**RECORDS SUPPLIED**.

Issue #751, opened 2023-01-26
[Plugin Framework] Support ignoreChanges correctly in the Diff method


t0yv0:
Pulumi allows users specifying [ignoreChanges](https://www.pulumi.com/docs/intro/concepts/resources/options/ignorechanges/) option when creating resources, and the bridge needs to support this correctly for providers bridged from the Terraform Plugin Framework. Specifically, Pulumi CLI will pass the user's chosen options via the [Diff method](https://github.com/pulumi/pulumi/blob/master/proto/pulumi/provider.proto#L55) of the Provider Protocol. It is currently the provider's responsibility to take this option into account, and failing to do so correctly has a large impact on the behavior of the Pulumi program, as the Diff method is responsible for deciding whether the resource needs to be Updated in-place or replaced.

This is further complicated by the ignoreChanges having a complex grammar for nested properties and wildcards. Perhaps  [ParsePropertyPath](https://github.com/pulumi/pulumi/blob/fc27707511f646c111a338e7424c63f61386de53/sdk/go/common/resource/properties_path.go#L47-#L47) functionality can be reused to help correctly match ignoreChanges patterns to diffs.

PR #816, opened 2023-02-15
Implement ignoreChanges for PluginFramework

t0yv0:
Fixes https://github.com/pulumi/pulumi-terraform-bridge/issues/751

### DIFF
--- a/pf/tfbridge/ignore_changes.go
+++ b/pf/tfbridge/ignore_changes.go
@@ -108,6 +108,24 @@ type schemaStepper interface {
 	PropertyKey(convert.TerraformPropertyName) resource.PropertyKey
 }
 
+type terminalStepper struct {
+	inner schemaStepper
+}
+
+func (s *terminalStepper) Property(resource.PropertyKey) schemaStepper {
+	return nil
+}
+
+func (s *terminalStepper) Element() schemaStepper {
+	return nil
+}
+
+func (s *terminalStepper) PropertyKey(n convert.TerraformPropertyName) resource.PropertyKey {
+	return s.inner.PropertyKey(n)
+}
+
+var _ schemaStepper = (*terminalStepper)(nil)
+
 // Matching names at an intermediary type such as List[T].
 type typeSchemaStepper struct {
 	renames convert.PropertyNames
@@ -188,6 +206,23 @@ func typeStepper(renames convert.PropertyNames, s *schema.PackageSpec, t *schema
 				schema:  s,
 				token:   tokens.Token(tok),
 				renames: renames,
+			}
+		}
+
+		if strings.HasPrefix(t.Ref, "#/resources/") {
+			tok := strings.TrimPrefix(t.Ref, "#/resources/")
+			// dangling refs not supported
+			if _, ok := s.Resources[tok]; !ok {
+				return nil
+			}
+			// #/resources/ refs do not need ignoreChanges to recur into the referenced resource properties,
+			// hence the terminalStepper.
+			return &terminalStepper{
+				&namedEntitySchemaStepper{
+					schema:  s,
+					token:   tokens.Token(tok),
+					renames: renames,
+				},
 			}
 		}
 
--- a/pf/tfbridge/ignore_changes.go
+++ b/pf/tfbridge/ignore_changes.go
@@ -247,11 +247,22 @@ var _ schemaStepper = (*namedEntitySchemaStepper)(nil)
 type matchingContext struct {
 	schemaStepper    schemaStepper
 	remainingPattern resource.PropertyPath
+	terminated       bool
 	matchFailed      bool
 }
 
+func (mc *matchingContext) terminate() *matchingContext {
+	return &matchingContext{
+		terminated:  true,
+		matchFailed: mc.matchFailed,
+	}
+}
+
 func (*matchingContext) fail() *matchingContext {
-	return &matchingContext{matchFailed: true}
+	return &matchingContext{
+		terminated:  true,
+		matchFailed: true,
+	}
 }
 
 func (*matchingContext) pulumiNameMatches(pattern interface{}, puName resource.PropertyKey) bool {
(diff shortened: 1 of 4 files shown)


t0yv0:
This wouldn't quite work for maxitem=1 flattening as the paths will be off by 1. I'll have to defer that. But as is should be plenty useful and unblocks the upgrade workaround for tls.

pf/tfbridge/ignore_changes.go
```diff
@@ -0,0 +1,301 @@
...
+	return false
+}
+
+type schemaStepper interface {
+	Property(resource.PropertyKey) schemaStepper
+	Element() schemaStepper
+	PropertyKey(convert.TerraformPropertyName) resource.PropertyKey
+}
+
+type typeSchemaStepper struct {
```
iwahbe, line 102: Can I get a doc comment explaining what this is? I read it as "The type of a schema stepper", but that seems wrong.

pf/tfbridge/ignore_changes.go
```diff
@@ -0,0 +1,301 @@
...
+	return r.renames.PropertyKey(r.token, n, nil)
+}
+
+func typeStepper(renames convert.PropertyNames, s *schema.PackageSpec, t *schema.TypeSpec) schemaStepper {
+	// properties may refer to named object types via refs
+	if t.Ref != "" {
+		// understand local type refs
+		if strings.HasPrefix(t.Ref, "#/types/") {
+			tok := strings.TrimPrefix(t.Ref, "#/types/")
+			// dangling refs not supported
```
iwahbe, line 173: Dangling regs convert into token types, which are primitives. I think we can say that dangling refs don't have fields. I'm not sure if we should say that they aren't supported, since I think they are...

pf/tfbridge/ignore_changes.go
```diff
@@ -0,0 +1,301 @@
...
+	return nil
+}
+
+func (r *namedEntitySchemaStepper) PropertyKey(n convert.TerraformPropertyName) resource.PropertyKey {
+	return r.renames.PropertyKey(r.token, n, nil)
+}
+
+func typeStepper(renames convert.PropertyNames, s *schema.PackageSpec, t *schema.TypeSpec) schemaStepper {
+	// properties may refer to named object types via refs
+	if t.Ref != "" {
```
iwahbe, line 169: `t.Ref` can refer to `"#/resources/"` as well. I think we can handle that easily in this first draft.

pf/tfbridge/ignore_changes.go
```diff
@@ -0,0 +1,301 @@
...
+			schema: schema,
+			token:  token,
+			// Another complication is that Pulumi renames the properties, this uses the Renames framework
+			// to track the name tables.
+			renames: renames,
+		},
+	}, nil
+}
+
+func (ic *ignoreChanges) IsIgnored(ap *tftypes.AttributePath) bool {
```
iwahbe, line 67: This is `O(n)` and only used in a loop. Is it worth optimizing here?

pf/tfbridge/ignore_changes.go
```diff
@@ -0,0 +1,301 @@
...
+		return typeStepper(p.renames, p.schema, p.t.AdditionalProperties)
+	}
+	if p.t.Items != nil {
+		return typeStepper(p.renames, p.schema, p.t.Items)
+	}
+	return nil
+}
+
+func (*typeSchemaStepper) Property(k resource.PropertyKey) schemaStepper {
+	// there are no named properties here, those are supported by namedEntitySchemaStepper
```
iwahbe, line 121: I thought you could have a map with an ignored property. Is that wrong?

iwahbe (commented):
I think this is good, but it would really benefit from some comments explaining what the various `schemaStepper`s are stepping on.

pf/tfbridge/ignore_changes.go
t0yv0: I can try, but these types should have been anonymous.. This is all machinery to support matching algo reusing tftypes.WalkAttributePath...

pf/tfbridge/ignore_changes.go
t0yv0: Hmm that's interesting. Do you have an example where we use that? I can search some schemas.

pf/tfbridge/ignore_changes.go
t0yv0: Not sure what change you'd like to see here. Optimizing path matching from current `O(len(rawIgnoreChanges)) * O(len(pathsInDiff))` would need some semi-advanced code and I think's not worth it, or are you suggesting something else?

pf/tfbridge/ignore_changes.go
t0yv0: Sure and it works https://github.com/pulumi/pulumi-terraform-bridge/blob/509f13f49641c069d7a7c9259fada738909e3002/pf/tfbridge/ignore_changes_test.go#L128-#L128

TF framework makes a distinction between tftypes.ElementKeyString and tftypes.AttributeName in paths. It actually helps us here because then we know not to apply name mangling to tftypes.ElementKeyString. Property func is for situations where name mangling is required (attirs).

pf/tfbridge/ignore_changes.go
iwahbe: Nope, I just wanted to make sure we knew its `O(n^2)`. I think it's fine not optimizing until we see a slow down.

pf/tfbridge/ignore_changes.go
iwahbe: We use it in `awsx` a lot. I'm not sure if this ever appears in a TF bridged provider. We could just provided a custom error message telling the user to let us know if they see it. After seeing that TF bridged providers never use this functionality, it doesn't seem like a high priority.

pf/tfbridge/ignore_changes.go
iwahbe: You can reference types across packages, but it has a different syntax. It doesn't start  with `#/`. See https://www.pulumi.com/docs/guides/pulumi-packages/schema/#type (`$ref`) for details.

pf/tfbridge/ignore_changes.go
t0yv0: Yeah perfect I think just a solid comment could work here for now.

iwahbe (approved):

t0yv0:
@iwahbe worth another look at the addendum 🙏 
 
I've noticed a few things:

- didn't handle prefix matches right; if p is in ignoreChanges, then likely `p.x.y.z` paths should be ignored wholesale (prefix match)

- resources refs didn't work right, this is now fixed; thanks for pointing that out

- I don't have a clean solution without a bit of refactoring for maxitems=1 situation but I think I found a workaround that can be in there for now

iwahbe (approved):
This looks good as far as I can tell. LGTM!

**WHAT IS BEING ASKED**. The lines sought are those in the data above that include the string "matchFailed"; copy each one.

**WRITTEN RESPONSE**.
 	matchFailed      bool
+		matchFailed: mc.matchFailed,
-	return &matchingContext{matchFailed: true}
+		matchFailed: true,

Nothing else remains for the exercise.